To get started you will need to sign up for the enterprise cloud trial with UiPath. You will then have access to the UiPath AI Center in Automation Cloud.
From the main page in the UiPath Automation Cloud, navigate to the UiPath AI Center and click on the "Create Project" button. Enter a project name and project description and your project will be successfully created.
From the ML Packages section of the project page will create a new package by choosing an existing, out-of-the-box package, called "ObjectDetection". This is a generic, retrainable deep learning model that performs object detection. Once selected, it will be listed in the ML Packages table.
For this implementation, we will use the dataset of synthetically generated images from the Neurolabs' platform we created earlier. This includes both the images and the labels for the objects in scope, in this case, supermarket products.
To upload the dataset in our project, navigate to "Datasets" and select "Upload folder". Browse for the local folder and upload it.
Once we have the ML Package and the dataset, we are ready to train the model and start using the uploaded data. To do this, we need to create a new pipeline. In the "Pipelines" section, select "Create new". Choose all the required parameters and the job is ready to start. The status can be checked in the Pipelines Table.
The last step to take in the UiPath Automation Cloud before we move on to the UiPath Studio is deployment. Go to the "ML Skills" section and select "Create New". Choose all the required parameters. Once the ML Skill is created, we are ready to use it in our automation workflows.

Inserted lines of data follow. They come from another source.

PR #3363, opened 2026-05-05
fix(server): K8sBackend agentToken survives server restart via Secret lookup (#3339)

### LINKED ISSUE #3339: fix(server): persist K8s agentToken across server restart
## Context

Identified during review of PR #3331 (K8sBackend streaming exec, #3320), Copilot review comment 3190679220.

After PR #3331's fixes, K8sBackend stores per-Pod agent tokens in an internal `_agentTokens` Map registered by `createEnvironment()` and consulted by `streamCliInEnvironment()`. This makes the in-process flow work without callers having to thread the token through opts.

However the token is held only in memory. After a chroxy server restart:

- The Pod is still running in the cluster (its Secret has the token).
- But the K8sBackend's `_agentTokens` map is empty.
- The next `streamCliInEnvironment()` call throws `agentToken is required`.

## Required behavior

On `EnvironmentManager.reconnect()` for K8s-backed environments, the token must be repopulated. Two acceptable patterns:

1. Persist the token in the environment record (encrypt at rest) and re-register on reconnect.
2. Read the K8s Secret directly via `readNamespacedSecret({ name: chroxy-token-<envId> })` and re-register on reconnect.

(2) is preferred — keeps the token canonically in the cluster, no encryption-at-rest concerns on the chroxy side.

## Acceptance Criteria

- [ ] EnvironmentManager.reconnect() repopulates K8sBackend._agentTokens for K8s-backed environments
- [ ] Test: after reconnect(), streamCliInEnvironment() succeeds without an explicit opts.agentToken

## Original Review Comment

> This method now returns backend-specific state that the current EnvironmentManager never persists: it still stores only containerId/containerCliPath, getContainerInfo() exposes only those fields, and teardown still calls destroyEnvironment(env.containerId) with no secretName. In practice that means K8s environments created via the shared manager cannot supply the required agentToken for later execs and will leak the per-pod Secret on destroy.

PR #3331 has addressed:
- Per-Pod Secret cleanup on destroy (auto-derived in K8sBackend; no caller plumbing needed)
- agentToken auto-registration on create (no caller plumbing needed)
- Stable single-process flow

What remains: token survival across server restart.

blamechris:
Closes #3339

## Summary

After a chroxy server restart the Pod is still running in the cluster, but `K8sBackend._agentTokens` is an empty in-memory Map. The next `streamCliInEnvironment()` call threw `agentToken is required`, making all K8s sessions unreachable until the environment was re-created.

## Approach (option 2 from the issue — Secret as source of truth)

The K8s Secret (`chroxy-token-<envId>`) was already the canonical storage for the token. The `_agentTokens` Map is just a cache. This PR makes the cache miss path transparent:

1. **`K8sBackend._readAgentToken(podName, ns)`** — reads `readNamespacedSecret`, decodes the base64 value, caches it in `_agentTokens`, returns `null` on 404.

2. **`streamCliInEnvironment`** — token resolution now follows `opts.agentToken || _agentTokens.get(podName) || _readAgentToken(podName, ns)`. The entire chain is wrapped in `Promise.resolve()` so the synchronous fast-path (cache hit) has identical latency to before; only the Secret fetch adds a round-trip (once per pod per process lifetime after it's cached).

3. **`K8sBackend.reconnectAgentToken(podName)`** — explicit warm-up hook for EnvironmentManager.reconnect(). Returns `true`/`false` based on whether the Secret exists.

4. **`EnvironmentManager.reconnect()`** — calls `reconnectAgentToken` (when the backend supports it) for each environment after restoring status, so the token cache is pre-populated before any session reconnects.

## Restart recovery story

1. Server restarts; `_agentTokens` is empty.
2. `EnvironmentManager.reconnect()` iterates persisted envs, calls `getEnvironmentStatus()` (Pod is Running), then calls `K8sBackend.reconnectAgentToken('chroxy-env-<id>')`.
3. `reconnectAgentToken` reads `chroxy-token-<id>`, decodes the token, inserts into `_agentTokens`.
4. Subsequent `streamCliInEnvironment()` call hits the cache — zero extra latency.

If `reconnectAgentToken` is not called (e.g. a very fast reconnect before `reconnect()` runs), the lazy-fetch in `streamCliInEnvironment` handles it transparently on the first call.

## Tradeoffs

- The change from synchronous throw to async exit(-1) on the missing-token path is a minor semantic change. Three existing tests that expected `assert.throws` were updated to check for `exit(-1)` instead. No external API surface changed.
- A non-404 API error (e.g. Forbidden) during `_readAgentToken` propagates as a rejected promise, causing exit(-1) and a `warn` log. This is intentional — it matches the existing `streamCliInEnvironment` dial-failure behavior.

## Tests

- `K8sBackend._readAgentToken()` — 5 cases: cache-and-return, 404 returns null, non-404 throws, empty Secret field, single API call per fetch
- `K8sBackend.reconnectAgentToken()` — 3 cases: Secret found (true), 404 (false), non-404 error propagates
- `K8sBackend agentToken lazy-load after server restart (#3339)` — 3 cases: lazy fetch succeeds, Secret-not-found → exit(-1), post-reconnect cache hit
- `EnvironmentManager.reconnect() — reconnectAgentToken delegation (#3339)` — 3 cases: called for each env, error absorbed, skipped for backends without the method (Docker)

All 90 K8s tests and 78 environment-manager tests pass.


blamechris:
## Code Review: PR #3363

### Summary

Fixes the K8s session reconnect bug (#3339): after a server restart the in-memory `_agentTokens` Map is empty, so the next `streamCliInEnvironment` call threw synchronously. This PR makes the K8s Secret the canonical source of truth and the in-memory Map a cache, with a lazy-fetch fallback and an explicit warm-up hook for `EnvironmentManager.reconnect()`.

### Strengths

- Clean layering: `opts.agentToken → _agentTokens cache → _readAgentToken` is easy to follow and handles all three callers (test, happy-path, restart).
- 404 is correctly **not** cached — if a pod is recreated with a new token, the next fetch will return the new value rather than a stale null.
- No token value in any log line — only pod name and secret name are logged.
- `EnvironmentManager.reconnect()` absorbs `reconnectAgentToken` errors with a `warn` instead of letting a single bad token stop all other environments from reconnecting.
- Test coverage is thorough for the new units: 5 `_readAgentToken` cases, 3 `reconnectAgentToken` cases, 3 lazy-load scenarios, 3 delegation cases.
- Three updated tests correctly reflect the async → exit(-1) behavioural change.
- base64 roundtrip is correct: `randomBytes(32).toString('base64url')` → stored as `stringData` → K8s API re-encodes to `.data` as padded base64 → `Buffer.from(raw, 'base64').toString('utf8')` recovers the original base64url string (Node's base64 decoder accepts base64url alphabet).

### Issues Found

| `k8s.js` | `_readAgentToken` | Method always calls `readNamespacedSecret`, never checks `_agentTokens` first. Two concurrent `streamCliInEnvironment` calls on an empty cache both reach `_readAgentToken` before either populates the map, resulting in two API reads for the same Secret. | Dedup at `_readAgentToken` level (check map first) or coalesce with an in-flight promise. Benign today (idempotent write), but wastes an API call. Tracked in #3371. |
| `types.js` | Backend interface | `reconnectAgentToken` is not documented as an optional method. `EnvironmentManager.reconnect()` duck-types it with `typeof … === 'function'`. | Documents the contract for future backend implementers and makes the capability discoverable. Tracked in #3372. |

#### Nitpicks

- `reconnectAgentToken` is called even when `env.status` ended up as `'stopped'` or `'error'` after `getEnvironmentStatus`. This is correct for K8s (Secret may outlive the Pod), but a comment explaining the intent would help future readers.
- `_readAgentToken` comment says "caching is used by streamCliInEnvironment (|| tokenOrPromise chain)" — accurate, but a reader scanning `_readAgentToken` alone could reasonably expect the method itself to be cache-aware. Minor.

| Deduplicate concurrent Secret fetches in `_readAgentToken` | [#3371](https://github.com/blamechris/chroxy/issues/3371) | Benign (idempotent write, low frequency). Correctness is unaffected; optimisation only. |
| Document `reconnectAgentToken` as optional in `types.js` | [#3372](https://github.com/blamechris/chroxy/issues/3372) | Pure documentation. No behaviour change needed. |

### Architecture Notes

The approach (Secret = canonical store, Map = cache) is the right call. The alternative (re-writing the token to persistent storage on the chroxy side) would duplicate K8s state and complicate rotation. The lazy-fetch path is confined to `_readAgentToken` and does not affect any other call sites.

The duck-typing check (`typeof this._backend.reconnectAgentToken === 'function'`) is pragmatic given the Backend interface is plain JS. It's consistent with how the codebase handles other backend-specific extensions (e.g. `createComposeEnvironment`).

### Verdict

**Approve — ready to merge.**

Both deferred items are non-blocking: the concurrent-fetch issue is benign (idempotent write, negligible frequency in production), and the `types.js` gap is documentation only. The core fix is correct, well-tested, and the base64 decode path handles the base64url ↔ base64 roundtrip correctly.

Use the intuitive interface in UiPath Studio to seamlessly insert ML models into your automations. We do this by using the MLSkill activity part of UiPath. You can easily test the ML model before you run it and scale them with as many robots as you want. By following this approach, we can combine the power of synthetic computer vision based object detection with automation to radically reduce the time and cost that would typically be incurred if a human were to manually carry out these processes.
Once you have trained the UiPath ML Model with your Neurolabs synthetic dataset and set up your automation workflow in UiPath Studio, you should now be all set to deploy your new object detector in production. Your synthetic computer vision model will detect any object that it is trained to detect from any image that it receives as input. You can rest assured that your computer vision implementation will perform optimally as it is powered by synthetic data.
Synthetic computer vision: the future of object detection
Considering this is a field of study which has been in the attention of fervent AI researchers since the 1960s, mainstream advances in computer vision have not been as drastic as its lofty expectations. Attempts to democratize the technology for widespread commercial use have been throttled by repeated failure to optimize its largest dependency, the sourcing and preparation of high-quality data.
Approximatively 1% of AI research is focused on sourcing and preparing data for AI models with the other 99% focused on AI model training and algorithm optimization. This is even though the data component of computer vision takes up 80% of a developer’s time when implementing a solution that relies on an AI model while 20% of his or her time is spent on the model itself.
The disconnect between where a developer spends his or her time versus where advances are made in terms of efficiency presents a noticeably huge problem for the future of this type of computer vision. On the other hand it also represents a big opportunity for those who are willing to innovate with a more sophisticated and capable solution.
Remus Pop is Co-Founder at Neurolabs.